Scalable Repeater Architecture for Long-Range Quantum Energy Teleportation in Gapped Systems

TL;DR

This paper introduces a scalable quantum repeater architecture that enables long-range quantum energy teleportation in gapped systems, overcoming previous limitations related to locality and correlation decay.

Contribution

It proposes a hierarchical quantum repeater protocol that transforms resource scaling from exponential to polynomial, making long-distance quantum energy teleportation physically feasible.

Findings

Hierarchical repeater architecture effectively counteracts noise and fidelity loss.

Resource scaling changes from exponential to polynomial.
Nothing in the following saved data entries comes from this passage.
PR #4555, opened 2026-07-22
ci: install cluster networking during creation

jpayne3506:
## What this changes

- create clusters and install networking sequentially in the same create-stage job
- use shared `create-cluster-steps.yaml` and `network-install.yaml` step templates
- migrate all single-tenancy Azure CNI and Cilium scenarios
- support standard and OneBranch entrypaths, Linux/Windows, Hubble, dual-stack, eBPF, pod-subnet, and node-subnet
- preserve downstream load, restart, state, connectivity, Kubernetes E2E, diagnostics, and failure-analysis tests without reinstalling networking

## Why

When E2E agent pools are saturated, a new BYOCNI cluster can wait 20-30 minutes before its network installation job starts. During that gap, nodes remain without networking and can restart. Keeping network installation on the cluster-create agent removes that gap.

## Validation

- migrated 23 single-tenancy create jobs
- no direct single-tenancy callers of the old create job templates remain
- parsed all 33 changed Azure Pipeline YAML files
- `git diff --check` passes
- verified later E2E templates retain validation but no longer deploy components or reinstall CNS
- independently reviewed standard/OneBranch dependencies, image variables, Windows nodepool ordering, and Cilium-before-CNS sequencing


jpayne3506:
Superseded by https://github.com/Azure/azure-container-networking/pull/4558, which uses a branch directly in Azure/azure-container-networking.

PR #4563, opened 2026-07-23
feat(platform): add boot identity helpers

rbtr:
## Summary

- add an uncalled cross-platform `platform.BootID()` helper for future CNS state lifecycle work
- read Linux boot identity from `/proc/sys/kernel/random/boot_id`
- read the kubelet-compatible Windows `BootId` registry DWORD through native Go APIs
- keep OS-specific behavior isolated in `_linux.go` and `_windows.go` files

## Scope

This is an additive prerequisite only. It has no runtime caller and does not change CNS behavior.

## Validation

- `go test -race ./platform`
- `go vet ./platform`
- Windows platform test cross-compilation
- independent code review found no correctness or platform issues

### DIFF
--- a/platform/boot_id_linux.go
+++ b/platform/boot_id_linux.go
@@ -1,0 +1,34 @@
+// Copyright 2017 Microsoft. All rights reserved.
+// MIT License
+
+package platform
+
+import (
+	"errors"
+	"fmt"
+	"os"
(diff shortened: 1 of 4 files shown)


jpayne3506 (dismissed):
lgtm. ping for reapproval after lint fix

PR #4574, opened 2026-07-23
fix: [NPM] make policy-owned IPSet names unique per policy and namespace

rayaisaiah:
**Reason for Change**:

Two IPSet name generators joined variable fields with a delimiter that is also
legal inside those fields, so distinct inputs could serialize to the same
pre-hash name and end up sharing a single kernel IPSet:

- **ipblock CIDR sets** used `"%s-in-ns-%s-%d-%d%s"`. Since `-in-ns-` is a valid
  substring of a DNS label, two different `(policy, namespace)` pairs could
  produce the same name.
- **multi-value pod-selector nested sets** used `"%s-%s"` (`policyKey`, `matchKey`).
  Since `-` is valid in both, two different `(policy, matchKey)` pairs in the same
  namespace could produce the same name.

This separates the variable fields with `:`, which is not a valid character in a
Kubernetes name, namespace, or label key, so distinct inputs always produce
distinct set names:

```
ipblock:  "%s:in-ns:%s-%d-%d%s"   // <policy>:in-ns:<ns>-<setIndex>-<peerIndex><direction>
nested:   "%s:%s"                 // <policyKey>:<matchKey>
```

`:` was chosen over length-prefixing because the set name also appears in iptables
comments (255-byte limit), so keeping the name short matters. The translated sets
and their ACL / selector references come from the same generators, so references
stay consistent; nested child member sets are unchanged. It also hardens
`IPSetManager.AddReference` so a CIDR ipblock set is only referenced by a single
NetworkPolicy. Existing expected-name literals are updated and regression tests are
added for both generators. Scoped to the v2 translation path (the only enabled NPM
datapath).

**Issue Fixed**:

**Requirements**:

- [x] uses [conventional commit messages](https://www.conventionalcommits.org/) (`fix:`)
- [x] includes documentation (inline rationale on both format generators)
- [x] adds unit tests (`TestIPBlockSetNameUnambiguous`, `TestNestedSetNameUnambiguous`, `TestIPBlockTwoPolicyIsolation`, `TestNestedSelectorTwoPolicyIsolation`, `TestAddReferenceCIDRSingleOwner`, `TestAddReferenceCIDROwnerReleasedOnDelete`, `TestCIDRSetsDoNotMergeInManager`; existing literals updated)

**Notes**:

- `go test ./npm/...` passes except two environment-only failures that also fail on
  the base branch: `npm/cmd` (`iptables-nft-save` needs root) and `controllers/v1`
  (Prometheus metric registration) — neither is related to this change.
- Both name changes only affect the pre-hash set name, which is hashed to a
  fixed-length kernel name, so iptables chain names are unchanged. NPM rebuilds all
  IPSets and ACL references from the NetworkPolicy objects on startup, so the
  renamed sets reconcile on a pod restart.

### DIFF
--- a/npm/pkg/controlplane/translation/parseSelector.go
+++ b/npm/pkg/controlplane/translation/parseSelector.go
@@ -278,8 +278,11 @@ func parsePodSelector(policyKey string, selector *metav1.LabelSelector) ([]label
 				setType = ipsets.KeyValueLabelOfPod
 			} else {
 				// "(!) + matchKey + : + multiple matchVals" case
-				// see caveat in definition of TranslatedIPSet for why the policy key must be included in the set name
-				setName = fmt.Sprintf("%s-%s", policyKey, req.Key)
+				// The policy key must be included so each policy owns its own nested list
+				// (see caveat in TranslatedIPSet). Separate the policy key and match key
+				// with ":", which neither can contain, so distinct (policy, key) pairs
+				// always produce distinct set names.
+				setName = fmt.Sprintf("%s:%s", policyKey, req.Key)
 				for _, val := range req.Values {
 					setName = util.GetIpSetFromLabelKV(setName, val)
 					members = append(members, util.GetIpSetFromLabelKV(req.Key, val))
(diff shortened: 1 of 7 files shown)


matmerr (approved):

rayaisaiah:
Forward-ported to `master` in #4611 (single PR forward-porting #4574, #4587, #4593 — cherry-picked cleanly with zero conflicts).

PR #4590, opened 2026-07-27
test: parameterize LRP test resources per node pool

vipul-21:
Make the LRP integration test runnable per-node-pool in parallel without resource-name collisions or cross-pool node selection. All behavior is gated on optional env vars; when unset the test behaves exactly as before.

- Template metadata.name in lrp.yaml, node-local-dns-ds.yaml and client-ds.yaml with a ${POOL} suffix, rendered by the test to "-<pool>" when POOL is set and "" otherwise.
- Add an optional nodeSelector (${POOL_NODESELECTOR}) to both DaemonSet pod specs; empty renders to "{}" (no constraint).
- Add a renderManifest helper that always substitutes template tokens (so ${POOL}/${POOL_NODESELECTOR} never leak into applied manifests), replacing the previous one-off node-local-dns temp-file rewrite.
- Restrict the candidate node list to the pool via GetNodeListByLabelSelector when POOL_LABEL is set, falling back to the full node list otherwise.

### DIFF
--- a/test/integration/lrp/lrp_test.go
+++ b/test/integration/lrp/lrp_test.go
@@ -46,7 +46,6 @@ const (
 var (
 	defaultRetrier                 = retry.Retrier{Attempts: retryAttempts, Delay: retryDelay}
 	nodeLocalDNSDaemonsetPath      = ciliumManifestsDir + "node-local-dns-ds.yaml"
-	tempNodeLocalDNSDaemonsetPath  = ciliumManifestsDir + "temp-daemonset.yaml"
 	nodeLocalDNSConfigMapPath      = ciliumManifestsDir + "config-map.yaml"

Long-range quantum energy teleportation becomes physically permissible.

Abstract

Quantum Energy Teleportation (QET) constitutes a paradigm-shifting protocol that permits the activation of local vacuum energy through the consumption of pre-existing entanglement and classical communication. Nevertheless, the implementation of QET is severely impeded by the fundamental locality of gapped many-body systems, where the exponential clustering of ground-state correlations restricts energy extraction to microscopic scales. In this work, we address this scalability crisis within the framework of the one-dimensional anisotropic XY model. We initially provide a rigorous characterization of a monolithic measurement-induced strategy, demonstrating that while bulk projective measurements can theoretically induce long-range couplings, the approach is rendered physically untenable by exponentially diverging thermodynamic costs and vanishing success probabilities. To circumvent this impasse, we propose and analyze a hierarchical quantum repeater architecture adapted for energy teleportation. By orchestrating heralded entanglement generation, iterative entanglement purification, and nested entanglement swapping, our protocol effectively counteracts the fidelity degradation inherent in noisy quantum channels. We establish that this architecture fundamentally alters the operational resource scaling from exponential to polynomial. This proves, for the first time, the physical permissibility and computational tractability of activating vacuum energy at arbitrary distances. The significance lies not in net energy gain, but in establishing long-range QET as a viable protocol for remote quantum control and resource distribution.